## EXERCISE BRIEF
The whole set of entries is to be restated word for word.

Saved data entries
========================
PR #5453, opened 2025-11-28
feat: local balance tracking to reduce Polar API rate limits

voodoohop:
## Problem
- Polar API 429 rate limits on `customerMeters.list()`
- Every request calls Polar (cached 60s per user)

## Solution
- Store meter balances locally in KV (5min TTL)
- Only sync with Polar when cache miss or balance ≤ 0.1
- Decrement balance locally after billable requests

## Changes
- `polar.ts`: Local balance cache with get/set/decrement
- `track.ts`: Call `decrementBalance` after billable requests
- `polar.test.ts`: Balance tracking tests

## Config
- `LOCAL_BALANCE_TTL = 300` (5 min)
- `SYNC_THRESHOLD = 0.1` (sync when nearly depleted)

### DIFF
--- a/enter.pollinations.ai/src/middleware/polar.ts
+++ b/enter.pollinations.ai/src/middleware/polar.ts
@@ -18,9 +18,8 @@ type BalanceCheckResult = {
 const LOCAL_BALANCE_KEY_PREFIX = "polar:local:balance:";
 // TTL for local balance cache (5 minutes)
 const LOCAL_BALANCE_TTL = 300;
-// Threshold to force sync with Polar (negative = allow some overdraft before syncing)
-// -10 means users can go up to 10 pollen negative before we force a Polar sync
-const SYNC_THRESHOLD = -10;
+// Threshold to force sync with Polar (when total balance is low)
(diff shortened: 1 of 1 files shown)


voodoohop:

Juanoto2012:
what is polar api?

eulervoid (commented):
Looks good generally, I'm not completely sure about the very stateful approach, using the event cache to calculate the balance based on a last known balance and a database query summing the values of the events since then seems a bit simpler and less error prone to me, but on the other hand it would probably have worse performance. 

I also find it very strange that we would hit the rate limit even though the requests to get the meters are cached for 1m each time. Maybe polar counts all requests as one, even the event ones? I noticed yesterday that currently sending the cached events does not work correctly sometimes and events get sent in very small batches. So if they count all requests equally, this might be the reason for hitting the rate limit. I implemented a fix in PR #5441.

voodoohop:
> what is polar api?

we are using the payment processor https://polar.sh - checking the user's balance, handling payments....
========================
## RESPONSE BOX
PR #5453, opened 2025-11-28
feat: local balance tracking to reduce Polar API rate limits

voodoohop:
## Problem
- Polar API 429 rate limits on `customerMeters.list()`
- Every request calls Polar (cached 60s per user)

## Solution
- Store meter balances locally in KV (5min TTL)
- Only sync with Polar when cache miss or balance ≤ 0.1
- Decrement balance locally after billable requests

## Changes
- `polar.ts`: Local balance cache with get/set/decrement
- `track.ts`: Call `decrementBalance` after billable requests
- `polar.test.ts`: Balance tracking tests

## Config
- `LOCAL_BALANCE_TTL = 300` (5 min)
- `SYNC_THRESHOLD = 0.1` (sync when nearly depleted)

### DIFF
--- a/enter.pollinations.ai/src/middleware/polar.ts
+++ b/enter.pollinations.ai/src/middleware/polar.ts
@@ -18,9 +18,8 @@ type BalanceCheckResult = {
 const LOCAL_BALANCE_KEY_PREFIX = "polar:local:balance:";
 // TTL for local balance cache (5 minutes)
 const LOCAL_BALANCE_TTL = 300;
-// Threshold to force sync with Polar (negative = allow some overdraft before syncing)
-// -10 means users can go up to 10 pollen negative before we force a Polar sync
-const SYNC_THRESHOLD = -10;
+// Threshold to force sync with Polar (when total balance is low)
(diff shortened: 1 of 1 files shown)


voodoohop:

Juanoto2012:
what is polar api?

eulervoid (commented):
Looks good generally, I'm not completely sure about the very stateful approach, using the event cache to calculate the balance based on a last known balance and a database query summing the values of the events since then seems a bit simpler and less error prone to me, but on the other hand it would probably have worse performance. 

I also find it very strange that we would hit the rate limit even though the requests to get the meters are cached for 1m each time. Maybe polar counts all requests as one, even the event ones? I noticed yesterday that currently sending the cached events does not work correctly sometimes and events get sent in very small batches. So if they count all requests equally, this might be the reason for hitting the rate limit. I implemented a fix in PR #5441.

voodoohop:
> what is polar api?

we are using the payment processor https://polar.sh - checking the user's balance, handling payments....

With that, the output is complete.